▶ [Stored data entries]:
PR #146, opened 2023-07-20
Core: Sidebar DropDownMenu

TheRichmend:
I changed single choice options to a dropdown menu. therefore i changed the file of option-inputs from a .ts into .tsx.

### DIFF
--- a/packages/klighd-core/src/options/components/option-inputs.tsx
+++ b/packages/klighd-core/src/options/components/option-inputs.tsx
@@ -56,27 +56,27 @@ interface ChoiceOptionProps extends BaseProps<string> {
     availableValuesLabels?: string[];
 }
 
+/** This Function calls the onChange method, so that a click cause an active change */
+function getCurrentValue(a: any, props: ChoiceOptionProps) {
+   const value = a.target.value
+   props.onChange(value)
+  }
+
 /** Render a labeled group of radio inputs. */
 export function ChoiceOption(props: ChoiceOptionProps): VNode {
     // The sprotty jsx function always puts an additional 'props' key around the element, requiring this hack.
     props = (props as any as {props: ChoiceOptionProps}).props
-    return (
+    return ( 
         <div class-options__input-container="true">
-            <legend>{props.name}</legend>
-            {props.availableValues.map((value, i) => (
-                <label key={value} htmlFor={props.availableValuesLabels?.[i] ?? value} title={props.description ?? props.name}>
-                    <input
-                        class-options__input="true"
-                        type="radio"
-                        title={props.description ?? props.name}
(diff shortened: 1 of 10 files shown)


packages/klighd-core/src/options/components/option-inputs.tsx
```diff
@@ -56,26 +56,32 @@ interface ChoiceOptionProps extends BaseProps<string> {
     availableValuesLabels?: string[];
 }
 
+/** This Function calls the onChange method, so that a click cause an active change */
+function getCurrentValue(e: Event, props: ChoiceOptionProps) {
```
NiklasRentzCAU, line 60: Both the comment nor the function name really reflect what this function does. Always try to think of what the method calculates or executes when looking at it alone, without necessarily knowing about the context it is called from in your implementation. The apparent use of this method is to call the `onChange` function of the given `props` for the given event, if applicable. From this method alone this has nothing to do with "clicks" directly. and `getCurrentValue` sounds like a getter of some sorts, a better name would be `handleChoiceEvent`, `onChoiceEvent` or similar.
Furthermore, we like to include the return type on every method, so this should state `: void` before the opening bracket `{`.

packages/klighd-core/src/options/components/option-inputs.tsx
```diff
@@ -56,26 +56,32 @@ interface ChoiceOptionProps extends BaseProps<string> {
...
+    if (e.target == null) {
+        return
+    }
+    if (!(e.target instanceof HTMLSelectElement)) {
+        return
+    }
+    const val = e.target.value
+    return props.onChange(val)
```
NiklasRentzCAU, line 68: such small otherwise unused expressions can be included in the method call directly, i.e. `props.onChange(e.target.value)`.
remove the return here, a void method does not need to conclude with a return in the end and should also not return some value.

NiklasRentzCAU (changes requested):
Please re-open a new PR with the changes of this one on a new branch. You based this PR off of your implemented changes of the previous PR and not the main branch, thus causing the changes of the other PR to be included in this PR as well. Usually Git can manage that, but as I squashed the PR into the main, thus not preserving the 9 commits of your previous PR, git sees these as new Commits. Merging this here as well would leave the history in a weird state with duplicated changes on the same files. Committing only the new changes on a new branch or cherry-picking them from this branch on a new branch from the current main will clean up that history. Please do that before merging the changes.

Eddykasp:
I believe this PR is superseded by https://github.com/kieler/klighd-vscode/pull/151 and can be closed, correct?

NiklasRentzCAU:
Superseded by #151.

PR #150, opened 2023-08-07
Update to Sprotty 0.12

NiklasRentzCAU:
As the update to Sprotty 0.13 did cause some problems, at least update to 0.12 for now. This includes all necessary changes for that update branched from the first changes of the 0.13 branch.


soerendomroes (commented):
If you have tested it, I would approve the changes.

soerendomroes (approved):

▶ [What is required]: Bring together all lines in the records where the word "true" is found.

▶ [Exercise response]:
         <div class-options__input-container="true">
-                        class-options__input="true"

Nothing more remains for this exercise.